DATA PROVIDED: Begin

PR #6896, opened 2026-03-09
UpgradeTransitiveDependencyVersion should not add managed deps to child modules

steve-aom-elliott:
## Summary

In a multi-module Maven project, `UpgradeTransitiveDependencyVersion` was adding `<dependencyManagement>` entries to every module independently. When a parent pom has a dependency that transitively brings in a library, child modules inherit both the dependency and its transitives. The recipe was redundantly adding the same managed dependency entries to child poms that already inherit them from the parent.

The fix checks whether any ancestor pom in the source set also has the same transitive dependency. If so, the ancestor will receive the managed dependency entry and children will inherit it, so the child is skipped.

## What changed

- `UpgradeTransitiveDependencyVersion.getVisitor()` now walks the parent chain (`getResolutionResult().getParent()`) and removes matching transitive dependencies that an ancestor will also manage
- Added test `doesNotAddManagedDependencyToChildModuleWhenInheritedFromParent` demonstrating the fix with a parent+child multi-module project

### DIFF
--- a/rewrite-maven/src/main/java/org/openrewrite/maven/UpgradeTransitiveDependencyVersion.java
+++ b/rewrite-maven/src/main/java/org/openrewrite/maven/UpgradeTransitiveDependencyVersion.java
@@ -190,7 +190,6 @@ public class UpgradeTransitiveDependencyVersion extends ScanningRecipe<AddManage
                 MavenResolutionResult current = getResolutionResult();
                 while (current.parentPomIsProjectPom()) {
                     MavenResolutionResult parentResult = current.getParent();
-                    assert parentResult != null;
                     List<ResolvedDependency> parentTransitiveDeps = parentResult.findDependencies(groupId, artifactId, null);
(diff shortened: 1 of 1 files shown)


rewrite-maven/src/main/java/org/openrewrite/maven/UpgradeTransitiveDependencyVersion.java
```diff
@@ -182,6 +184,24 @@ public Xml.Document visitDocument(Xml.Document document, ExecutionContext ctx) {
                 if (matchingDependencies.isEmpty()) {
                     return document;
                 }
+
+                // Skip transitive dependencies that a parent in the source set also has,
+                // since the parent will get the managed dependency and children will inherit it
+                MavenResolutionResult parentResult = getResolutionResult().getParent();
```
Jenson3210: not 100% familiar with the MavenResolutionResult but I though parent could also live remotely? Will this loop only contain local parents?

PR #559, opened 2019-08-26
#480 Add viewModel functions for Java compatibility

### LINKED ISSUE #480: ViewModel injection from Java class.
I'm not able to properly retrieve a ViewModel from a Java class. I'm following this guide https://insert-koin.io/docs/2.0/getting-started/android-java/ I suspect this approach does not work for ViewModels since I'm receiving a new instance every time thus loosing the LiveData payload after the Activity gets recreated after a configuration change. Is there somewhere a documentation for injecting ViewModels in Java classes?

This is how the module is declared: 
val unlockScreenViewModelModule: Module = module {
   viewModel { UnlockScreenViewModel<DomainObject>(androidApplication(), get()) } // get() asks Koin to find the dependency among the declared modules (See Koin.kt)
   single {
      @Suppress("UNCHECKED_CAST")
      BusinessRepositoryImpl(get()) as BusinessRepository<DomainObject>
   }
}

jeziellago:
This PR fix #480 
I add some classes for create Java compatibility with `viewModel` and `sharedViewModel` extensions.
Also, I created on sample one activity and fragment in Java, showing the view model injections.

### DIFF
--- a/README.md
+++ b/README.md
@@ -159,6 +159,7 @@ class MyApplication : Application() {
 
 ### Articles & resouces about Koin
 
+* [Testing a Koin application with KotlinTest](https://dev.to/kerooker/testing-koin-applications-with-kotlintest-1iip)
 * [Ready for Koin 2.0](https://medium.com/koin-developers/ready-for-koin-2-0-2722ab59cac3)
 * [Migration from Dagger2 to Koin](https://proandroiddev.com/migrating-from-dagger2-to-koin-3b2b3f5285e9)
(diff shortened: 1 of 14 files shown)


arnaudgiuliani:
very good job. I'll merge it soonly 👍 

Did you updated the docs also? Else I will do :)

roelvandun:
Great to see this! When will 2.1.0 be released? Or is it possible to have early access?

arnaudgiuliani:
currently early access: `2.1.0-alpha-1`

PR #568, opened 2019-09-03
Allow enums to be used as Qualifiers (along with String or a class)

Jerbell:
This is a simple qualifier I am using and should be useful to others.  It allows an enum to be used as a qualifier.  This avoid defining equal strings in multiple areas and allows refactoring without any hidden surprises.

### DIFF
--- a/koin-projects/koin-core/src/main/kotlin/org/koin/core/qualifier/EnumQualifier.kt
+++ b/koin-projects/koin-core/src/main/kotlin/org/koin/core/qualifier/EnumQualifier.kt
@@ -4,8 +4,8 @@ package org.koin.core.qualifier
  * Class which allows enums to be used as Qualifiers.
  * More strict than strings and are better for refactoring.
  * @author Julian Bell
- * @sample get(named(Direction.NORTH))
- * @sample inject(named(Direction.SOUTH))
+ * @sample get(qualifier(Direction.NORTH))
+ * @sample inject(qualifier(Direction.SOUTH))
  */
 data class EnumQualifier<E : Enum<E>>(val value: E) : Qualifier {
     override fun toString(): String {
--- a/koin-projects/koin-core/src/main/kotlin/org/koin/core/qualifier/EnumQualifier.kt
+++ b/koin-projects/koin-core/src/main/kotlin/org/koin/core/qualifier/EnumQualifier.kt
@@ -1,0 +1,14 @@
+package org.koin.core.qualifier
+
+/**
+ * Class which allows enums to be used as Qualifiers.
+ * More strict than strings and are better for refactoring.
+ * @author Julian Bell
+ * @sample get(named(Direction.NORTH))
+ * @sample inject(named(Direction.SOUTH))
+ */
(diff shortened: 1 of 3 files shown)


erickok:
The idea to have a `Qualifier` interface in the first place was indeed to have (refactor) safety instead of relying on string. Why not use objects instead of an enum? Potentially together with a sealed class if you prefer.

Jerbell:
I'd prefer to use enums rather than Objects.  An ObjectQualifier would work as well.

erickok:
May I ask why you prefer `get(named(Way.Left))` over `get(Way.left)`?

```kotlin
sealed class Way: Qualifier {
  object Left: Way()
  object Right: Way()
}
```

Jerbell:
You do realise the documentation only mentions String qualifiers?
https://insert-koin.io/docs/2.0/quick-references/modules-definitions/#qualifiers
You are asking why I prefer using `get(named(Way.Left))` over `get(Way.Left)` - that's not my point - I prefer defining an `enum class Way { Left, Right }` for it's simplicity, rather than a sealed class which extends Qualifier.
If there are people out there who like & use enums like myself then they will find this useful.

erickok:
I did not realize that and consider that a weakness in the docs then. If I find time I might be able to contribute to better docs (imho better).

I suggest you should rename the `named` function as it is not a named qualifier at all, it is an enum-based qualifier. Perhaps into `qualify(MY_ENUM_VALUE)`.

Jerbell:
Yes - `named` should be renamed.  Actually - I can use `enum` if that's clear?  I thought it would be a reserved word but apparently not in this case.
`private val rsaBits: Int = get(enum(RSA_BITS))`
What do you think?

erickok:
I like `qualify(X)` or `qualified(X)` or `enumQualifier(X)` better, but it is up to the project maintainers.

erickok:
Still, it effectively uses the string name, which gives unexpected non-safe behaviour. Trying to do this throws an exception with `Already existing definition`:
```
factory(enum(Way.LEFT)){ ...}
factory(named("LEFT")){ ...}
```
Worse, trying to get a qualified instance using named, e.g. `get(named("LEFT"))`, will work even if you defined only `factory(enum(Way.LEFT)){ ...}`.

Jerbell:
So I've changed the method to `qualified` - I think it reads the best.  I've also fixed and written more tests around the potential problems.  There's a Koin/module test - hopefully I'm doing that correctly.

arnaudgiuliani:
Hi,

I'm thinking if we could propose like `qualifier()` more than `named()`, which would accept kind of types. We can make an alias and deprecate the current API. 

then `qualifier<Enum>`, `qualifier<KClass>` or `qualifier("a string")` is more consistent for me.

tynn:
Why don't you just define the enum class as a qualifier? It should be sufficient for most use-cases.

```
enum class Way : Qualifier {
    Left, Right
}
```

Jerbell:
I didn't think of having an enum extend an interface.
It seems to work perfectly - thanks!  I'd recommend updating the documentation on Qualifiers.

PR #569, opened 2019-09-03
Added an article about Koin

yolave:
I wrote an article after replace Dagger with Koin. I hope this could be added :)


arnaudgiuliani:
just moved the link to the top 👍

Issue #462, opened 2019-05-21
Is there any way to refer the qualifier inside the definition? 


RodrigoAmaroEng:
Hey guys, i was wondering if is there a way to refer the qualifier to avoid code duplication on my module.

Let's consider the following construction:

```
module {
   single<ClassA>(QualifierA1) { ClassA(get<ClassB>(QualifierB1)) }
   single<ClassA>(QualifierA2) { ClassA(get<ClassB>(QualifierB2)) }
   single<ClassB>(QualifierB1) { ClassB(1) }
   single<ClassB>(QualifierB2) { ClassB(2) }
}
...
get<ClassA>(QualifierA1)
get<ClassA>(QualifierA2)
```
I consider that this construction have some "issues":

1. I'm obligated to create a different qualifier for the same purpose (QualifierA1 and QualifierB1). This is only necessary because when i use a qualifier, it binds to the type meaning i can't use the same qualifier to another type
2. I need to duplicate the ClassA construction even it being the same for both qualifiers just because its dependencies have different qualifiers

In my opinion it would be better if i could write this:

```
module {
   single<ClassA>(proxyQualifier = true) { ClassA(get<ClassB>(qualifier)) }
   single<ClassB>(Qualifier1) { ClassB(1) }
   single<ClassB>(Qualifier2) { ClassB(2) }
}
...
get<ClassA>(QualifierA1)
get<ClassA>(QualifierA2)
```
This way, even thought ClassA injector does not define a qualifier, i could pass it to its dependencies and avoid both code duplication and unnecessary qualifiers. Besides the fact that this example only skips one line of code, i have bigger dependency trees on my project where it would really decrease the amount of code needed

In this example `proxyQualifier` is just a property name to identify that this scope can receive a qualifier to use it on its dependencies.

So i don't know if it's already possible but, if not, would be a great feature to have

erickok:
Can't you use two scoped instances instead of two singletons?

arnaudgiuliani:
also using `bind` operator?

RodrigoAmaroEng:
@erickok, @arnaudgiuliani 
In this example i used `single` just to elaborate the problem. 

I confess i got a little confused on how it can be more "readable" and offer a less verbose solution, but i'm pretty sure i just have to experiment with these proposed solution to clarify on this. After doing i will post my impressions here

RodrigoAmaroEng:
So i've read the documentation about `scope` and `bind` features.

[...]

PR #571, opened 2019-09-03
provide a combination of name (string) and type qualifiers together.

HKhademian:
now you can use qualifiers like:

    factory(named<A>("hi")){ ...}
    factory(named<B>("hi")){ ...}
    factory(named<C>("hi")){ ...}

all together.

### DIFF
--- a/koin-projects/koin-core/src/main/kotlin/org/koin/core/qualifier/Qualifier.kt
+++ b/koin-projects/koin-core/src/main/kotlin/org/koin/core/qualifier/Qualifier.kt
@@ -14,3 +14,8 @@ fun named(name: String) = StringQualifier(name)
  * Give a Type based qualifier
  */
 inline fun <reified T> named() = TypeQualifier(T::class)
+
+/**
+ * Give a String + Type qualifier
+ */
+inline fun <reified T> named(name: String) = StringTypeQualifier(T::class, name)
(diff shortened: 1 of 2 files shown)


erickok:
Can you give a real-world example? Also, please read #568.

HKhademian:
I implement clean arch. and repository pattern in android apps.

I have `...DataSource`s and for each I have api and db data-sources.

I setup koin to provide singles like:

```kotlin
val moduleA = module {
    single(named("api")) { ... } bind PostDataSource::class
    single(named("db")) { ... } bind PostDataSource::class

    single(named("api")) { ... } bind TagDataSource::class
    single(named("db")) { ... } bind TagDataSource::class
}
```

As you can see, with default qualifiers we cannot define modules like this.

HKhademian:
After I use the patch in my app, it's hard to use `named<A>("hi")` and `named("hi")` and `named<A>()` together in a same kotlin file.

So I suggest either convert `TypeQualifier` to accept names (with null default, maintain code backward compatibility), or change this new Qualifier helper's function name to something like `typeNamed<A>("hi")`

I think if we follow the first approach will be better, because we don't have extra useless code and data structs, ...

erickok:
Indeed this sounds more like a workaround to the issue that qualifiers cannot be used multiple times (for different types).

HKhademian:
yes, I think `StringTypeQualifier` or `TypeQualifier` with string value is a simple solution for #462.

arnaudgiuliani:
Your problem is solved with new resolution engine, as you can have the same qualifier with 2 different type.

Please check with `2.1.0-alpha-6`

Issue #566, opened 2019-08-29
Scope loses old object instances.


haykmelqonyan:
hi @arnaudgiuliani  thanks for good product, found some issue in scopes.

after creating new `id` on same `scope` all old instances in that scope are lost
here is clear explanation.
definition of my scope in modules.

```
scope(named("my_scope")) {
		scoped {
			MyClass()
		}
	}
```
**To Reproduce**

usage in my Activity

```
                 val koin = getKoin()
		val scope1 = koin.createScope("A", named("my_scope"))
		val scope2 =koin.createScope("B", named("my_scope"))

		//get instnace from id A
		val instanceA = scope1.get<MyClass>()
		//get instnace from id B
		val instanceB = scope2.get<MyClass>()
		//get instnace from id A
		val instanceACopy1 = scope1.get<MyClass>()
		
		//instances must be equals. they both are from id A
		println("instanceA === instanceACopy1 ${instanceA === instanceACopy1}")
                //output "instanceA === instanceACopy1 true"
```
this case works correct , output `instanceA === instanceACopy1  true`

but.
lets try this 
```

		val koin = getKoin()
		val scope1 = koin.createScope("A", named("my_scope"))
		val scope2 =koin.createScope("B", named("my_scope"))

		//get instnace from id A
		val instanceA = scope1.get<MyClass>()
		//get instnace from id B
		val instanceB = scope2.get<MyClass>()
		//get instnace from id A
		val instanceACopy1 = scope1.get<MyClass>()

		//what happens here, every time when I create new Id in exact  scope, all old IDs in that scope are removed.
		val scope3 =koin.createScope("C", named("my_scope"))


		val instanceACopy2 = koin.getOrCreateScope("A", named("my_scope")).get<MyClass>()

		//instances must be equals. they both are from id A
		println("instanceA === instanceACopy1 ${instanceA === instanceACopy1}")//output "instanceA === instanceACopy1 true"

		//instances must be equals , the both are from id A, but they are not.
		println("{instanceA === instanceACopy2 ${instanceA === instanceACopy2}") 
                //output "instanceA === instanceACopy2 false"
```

DATA PROVIDED: End

_ACTION ITEM:_ Return, exactly, the lines from the first line of the records above to the line containing "(diff shortened: 1 of 1 files shown)", both included.

_EXERCISE RESULT:_
PR #6896, opened 2026-03-09
UpgradeTransitiveDependencyVersion should not add managed deps to child modules

steve-aom-elliott:
## Summary

In a multi-module Maven project, `UpgradeTransitiveDependencyVersion` was adding `<dependencyManagement>` entries to every module independently. When a parent pom has a dependency that transitively brings in a library, child modules inherit both the dependency and its transitives. The recipe was redundantly adding the same managed dependency entries to child poms that already inherit them from the parent.

The fix checks whether any ancestor pom in the source set also has the same transitive dependency. If so, the ancestor will receive the managed dependency entry and children will inherit it, so the child is skipped.

## What changed

- `UpgradeTransitiveDependencyVersion.getVisitor()` now walks the parent chain (`getResolutionResult().getParent()`) and removes matching transitive dependencies that an ancestor will also manage
- Added test `doesNotAddManagedDependencyToChildModuleWhenInheritedFromParent` demonstrating the fix with a parent+child multi-module project

### DIFF
--- a/rewrite-maven/src/main/java/org/openrewrite/maven/UpgradeTransitiveDependencyVersion.java
+++ b/rewrite-maven/src/main/java/org/openrewrite/maven/UpgradeTransitiveDependencyVersion.java
@@ -190,7 +190,6 @@ public class UpgradeTransitiveDependencyVersion extends ScanningRecipe<AddManage
                 MavenResolutionResult current = getResolutionResult();
                 while (current.parentPomIsProjectPom()) {
                     MavenResolutionResult parentResult = current.getParent();
-                    assert parentResult != null;
                     List<ResolvedDependency> parentTransitiveDeps = parentResult.findDependencies(groupId, artifactId, null);
(diff shortened: 1 of 1 files shown)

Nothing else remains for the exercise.